Personal information
- Full name: Ádám Nagy
- Date of birth: 17 June 1995 (age 31)
- Place of birth: Budapest, Hungary
- Height: 1.78 m (5 ft 10 in)
- Position: Defensive midfielder

Team information
- Current team: Ferencváros
- Number: 6

Youth career
- 2003–2005: Goldball '94
- 2005–2007: Vasas
- 2008: Aramis SE
- 2009: Kelen SC
- 2009–2010: Tabáni Spartacus
- 2010–2011: Szent István SE
- 2012–2013: VSI Rio Maior
- 2013: Ferencváros

Senior career*
- Years: Team / Apps / (Gls)
- 2013–2014: Ferencváros II / 26 / (1)
- 2014–2016: Ferencváros / 26 / (0)
- 2015: → Budafok (loan) / 1 / (0)
- 2016–2019: Bologna / 51 / (1)
- 2019–2021: Bristol City / 54 / (3)
- 2021–2024: Pisa / 83 / (0)
- 2024: → Spezia (loan) / 16 / (0)
- 2024–2026: Spezia / 55 / (0)
- 2026–: Ferencváros / 0 / (0)

International career^{‡}
- 2015: Hungary U20 / 7 / (1)
- 2015: Hungary U21 / 1 / (0)
- 2015–: Hungary / 88 / (2)

= Ádám Nagy =

Hungarian footballer

Ádám Nagy (/hu/; born 17 June 1995) is a Hungarian professional footballer who plays as a midfielder for Nemzeti Bajnokság I club Ferencváros and the Hungary national team.

He began his career at Ferencváros, making his professional debut for the reserves in August 2013 and for the first team in May 2015. Nagy won eight caps and scored one goal for Hungary at youth level. He made his full international debut against Northern Ireland on 7 September 2015 coming on as a substitute, and has represented the nation at the 2016, 2020 and 2024 UEFA European Championships.

==Club career==
===Early years===
Nagy was born in Budapest, Hungary. After starting his career at Goldball '94 FC, he played for Tabáni Spartacus SKE and Szent István SE. In 2008, he had a brief spell at the futsal club Aramis Sport Egyesület.

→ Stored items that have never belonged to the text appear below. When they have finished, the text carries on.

PR #1069, opened 2017-03-30
eq 1053 code coverage dev mode

dcdarrell9:
Changed how the function works (added regex) and added units tests in to make sure all input/output is right.

### How to review 
Check whether the function still works in the right way.
Check through to see if there is a more efficient or better way, and run the unit tests.


app/views/dev_mode.py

At the age of 16, he went to La Manga Club to join the football academy created by English football development academy VisionPro Sports Institute. In January 2012, the academy moved to Portugal forming the VSI Rio Maior Football Club, and established themselves in the lower levels of the Santarém Football Association Juniors Championship. The project was led by former Premier League players such as Ian Wright and Mark Hughes. The academy was coached by English coach Paul Simpson and the team was composed of young players, between the ages of 16 and 19, from Portugal, Hungary, Angola, Wales, England, Congo and Spain. The project ended in March 2013, due to mis-management of funds by the VSI Chairman and directors.

===Ferencváros===
On 13 August 2013, Nagy signed with Ferencváros. He made his professional debut in the 2013–14 campaign, with the II-team in the third division. He made his first appearance in the competition on 24 August 2013, playing in the 0–2 home loss against Felsőtárkány. On 30 August 2015 he scored his first goal in their 7–0 win at Ebes.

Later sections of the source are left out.